Profit drives the U.S. system, and what is most profitable for hospitals, insurance companies, or drug companies is not most effective at producing good health. Much of the United States' "health-care spending" goes to company profits, multi-million dollar CEO salaries, and marketing. The health industry focuses on people with the greatest ability to pay rather than the greatest need for care. Private healthcare spending therefore goes disproportionately toward expensive eleventh-hour measures unlikely to extend life for very long and to pricey lifestyle drugs such as Rogaine. Lack of access to basic care, in turn, makes for costly system-wide inefficiencies. When poor women cannot get basic prenatal care, for example, they and their newborns are more likely to suffer complications requiring round-the-clock intensive care. When uninsured people are unable to see a general practitioner, they often must rely on expensive emergency room care.

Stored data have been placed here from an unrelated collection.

PR #39574, opened 2023-05-22
Update ACM Installer repos fast-forwading for new versions

eemurphy:
Signed-off-by: Erin Murphy erinmurp@redhat.com
issue: https://issues.redhat.com/browse/ACM-5609


JakobGray (commented):
Why does `multiclusterhub-operator` only have one file change while the other components have multiple?
There is a change to the release-2.4 branch of discovery, but I wouldn't expect that to need a change because that branch is several releases old.

eemurphy:
@JakobGray thanks forgot to remove the disabled:true for the old branches in MCH. I had to add disabled:true to that discovery one because I got an error on this PR saying: `output tag stolostron/2.4:discovery-operator is promoted from more than one place: stolostron/discovery@main, stolostron/discovery@release-2.4` so had to add disabled:true. Same is true of release-2.3, it needs the disabled:true or else it give the same error because of the backplane-2.3 file

PR #39596, opened 2023-05-22
stackrox: import CI image for release branch 3.73 with golang 1.19.9 (take 2)

gavin-stackrox:
The first attempt updated nodejs to an incompatible version. These versions only have golang updated.
/hold
/cc @tommartensen


BradLugo (approved):
/lgtm

PR #39613, opened 2023-05-23
[openshift-loki]: Add missing test jobs for release-5.7

periklis:
Adds the same job sequence as in previous supported Loki Operator release branches, e.g. `release-5.6`.

/cc @xperimental

### DIFF
--- a/ci-operator/config/openshift/loki/openshift-loki-release-5.7.yaml
+++ b/ci-operator/config/openshift/loki/openshift-loki-release-5.7.yaml
@@ -17,9 +17,9 @@ base_images:
     tag: opa-openshift
 build_root:
   image_stream_tag:
-    name: release
-    namespace: openshift
-    tag: golang-1.18
+    name: builder
+    namespace: ocp
+    tag: rhel-8-golang-1.20-openshift-4.14
 images:
 - context_dir: operator
   dockerfile_path: Dockerfile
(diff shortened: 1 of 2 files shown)


ci-operator/config/openshift/loki/openshift-loki-release-5.7.yaml
```diff
@@ -72,7 +123,7 @@ tests:
       OO_PACKAGE: loki-operator
```
xperimental, line 123: Can not comment on the correct line:

Should `OO_CHANNEL` be `stable-5.7`?

periklis: There is no `stable-5.7` in the annotations yet.

ci-operator/config/openshift/loki/openshift-loki-release-5.7.yaml
```diff
@@ -17,9 +17,9 @@ base_images:
     tag: opa-openshift
 build_root:
   image_stream_tag:
-    name: release
-    namespace: openshift
-    tag: golang-1.18
+    name: builder
+    namespace: ocp
+    tag: rhel-8-golang-1.19-openshift-4.12
```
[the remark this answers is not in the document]
periklis: Good catch

ci-operator/config/openshift/loki/openshift-loki-release-5.7.yaml
xperimental: There should be. It's just that it exists on both `stable` and `stable-5.7`. But I guess you're right. This is stable because 5.8 isn't out yet. :+1:

PR #39631, opened 2023-05-23
rhcos-image-layering-examples: execute linter with correct name

sinnykumari:
Hopefully this is last thing to fix.


yuqi-zhang:
file seems to be referring to the right location

/lgtm

PR #39641, opened 2023-05-23
HOSTEDCP-966: require hypershift e2e for operators in control plane

sjenning:

### DIFF
--- a/ci-operator/config/openshift/cluster-storage-operator/openshift-cluster-storage-operator-master.yaml
+++ b/ci-operator/config/openshift/cluster-storage-operator/openshift-cluster-storage-operator-master.yaml
@@ -130,7 +130,6 @@ tests:
       TEST_SUITE: openshift/conformance/parallel
     workflow: openshift-e2e-openstack-ipi
 - as: e2e-hypershift-ovn-conformance
-  optional: true
   steps:
     workflow: hypershift-aws-conformance
 - as: verify-deps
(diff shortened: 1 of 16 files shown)


enxebre:
/lgtm
/approve
/hold
until this is solved https://github.com/openshift/cluster-ingress-operator/pull/930#issuecomment-1560186364

sjenning:
cc @deads2k @cgwalters @jsafrane

yuqi-zhang:
I think it makes sense from an MCO perspective, the main concern being how stable this would be.

Looking at the recent runs: https://prow.ci.openshift.org/job-history/gs/origin-ci-test/pr-logs/directory/pull-ci-openshift-machine-config-operator-master-e2e-hypershift

Seems about 50/50? I guess we can retest until passing, but it may be hard to determine whether a test failure is due to a flake (looks like it would happen a lot atm) vs actually failing.

Is the MCO tests reflective of the general pass rate? Or are we an outlier? Would there be plans to get the e2e test to say, 80% or 90% success rate? Then I think we would be a bit more confident in the signal and having it required

sjenning:
The hypershift team + TRT.  It is a release blocking job so if it breaks, we'll know almost immediately and it will be high priority to fix it.

Note `hypershift-e2e` in the blocking jobs list
https://amd64.ocp.releases.ci.openshift.org/releasestream/4.14.0-0.ci/release/4.14.0-0.ci-2023-05-24-220329

Making this required really just provides pre-merge protection for your teams so that you don't break at the release level.

sinnykumari:
This really helps, thanks for the additional context Seth!

yuqi-zhang (approved):
approving from the MCO context, should be good to go, thanks Seth!

PR #39659, opened 2023-05-23
add image build for crd-schema-checker

deads2k:
so we can play with the admission webhook if we like.


bparees:
/approve

naming was agreed on in https://redhat-internal.slack.com/archives/CE4L0F143/p1685047015803859?thread_ts=1685028098.636719&cid=CE4L0F143

PR #39663, opened 2023-05-24
stackrox: fix concurrency

gavin-stackrox:
Some recently added jobs were backing up. 
/cc @tommartensen


gavin-stackrox:
> IIUC this change is to reduce queue length for these specific jobs?

Yes. The queue length of 1 means jobs on merge back up and then the #test-failures signal comes too late to have meaning for anyone.

PR #41601, opened 2023-07-24
Gcp configurable disk size

cgwalters:
gcp: Add configurablility for disk size

To aid in reproducing https://bugzilla.redhat.com/show_bug.cgi?id=2224081

---

ipi/gcp: Expand non-default disks

To provoke https://bugzilla.redhat.com/show_bug.cgi?id=2224081
better.

---

### DIFF
--- a/ci-operator/config/openshift/machine-config-operator/openshift-machine-config-operator-master.yaml
+++ b/ci-operator/config/openshift/machine-config-operator/openshift-machine-config-operator-master.yaml
@@ -205,6 +205,13 @@ tests:
           cpu: 100m
       timeout: 2h30m0s
     workflow: ipi-gcp
+- as: ipi-gcp-disk-large
+  skip_if_only_changed: ^docs/|\.md$|^(?:.*/)?(?:\.gitignore|OWNERS|OWNERS_ALIASES|LICENSE)$
+  steps:
+    cluster_profile: gcp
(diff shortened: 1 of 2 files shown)


cgwalters:
Anyone know if with rehearsals I can pass non-default options?  It doesn't seem so...but hopefully this is enough to at least expose it to cluster-bot?  Ah, I may need another PR to allowlist this in https://github.com/openshift/ci-chat-bot/blob/7b811646cdd4b7c47bef6531fa630fbcb7c9d8e4/pkg/manager/prow.go#L61C1-L61C1 ?

cgwalters:
OK I took a stab at adding another optional presubmit to the MCO which forces on large disks, which I can explicitly test in rehearsals.

Incidentally when I looked at testing manually with a 4TiB disk in GCP I paused when the cost estimator showed over $900/month. (From [disk image pricing](https://cloud.google.com/compute/disks-image-pricing - $0.204 per GB in us-west-2 as of 20230725).  But...that's prorated per hour.  So that works out to just $1.13 per hour if I did my math right.  And we're unlikely to use the nodes for more than an hour.  So yeah, that's Quite Cheap.

cgwalters:
/pj-rehearse pull-ci-openshift-machine-config-operator-master-ipi-gcp-disk-large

How do higher-ranked health-care systems work? There is no single answer. The systems of countries #1 (France) to #36 (Costa Rica) differ on how the costs are split up, how physicians are paid, who owns the hospitals, what is the role of primary-care doctors, and who pays for pharmaceuticals, among other features. The systems, however, fall into three broad categories. First, there are universal multi-payer systems in countries like Germany and France. While these countries have multiple "sickness insurance funds," their health systems differ greatly from the United States' private-insurance system. The insurance funds in France and Germany are funded by taxes rather than insurance premiums and are tightly regulated by their governments. Then there are single-payer systems such as in Canada and Sweden. In these countries, the government offers a single insurance system that provides coverage to all citizens. Finally, there are countries, such as Great Britain and Spain, which have national health services. Unlike the others, these are not insurance systems at all. Instead, the government owns hospitals and employs health-care providers directly. Even under single payer or national-health systems, private insurance companies may offer supplemental coverage.

For all their differences, other countries publicly regulate the provision of health care more closely than the United States. Defenders of the U.S. system often decry these alternatives as forms of "rationing" and "bureaucracy." The United States, however, already has plenty of both, courtesy of the private, profit driven system. Every HMO or managed-care arrangement in the United States rations care - permitting a patient to see a specialist only if referred by a primary-care physician, refusing to cover certain treatments altogether - while the system as a whole rations care according to ability to pay. And even the Wall Street Journal admits that the U.S. system "has accumulated a massive bureaucracy that simply doesn't exist in other countries." Perhaps one fourth of so-called "health care" workers "do nothing but paperwork."

It should not come as any surprise that, for our unmatched levels of spending, the United States gets less than it pays for. What the U.S. system has - inefficiency, red tape, and big profits - is expensive. What it lacks - universal coverage- is priceless.

 

Phineas Baxandall is a member of the D&S collective.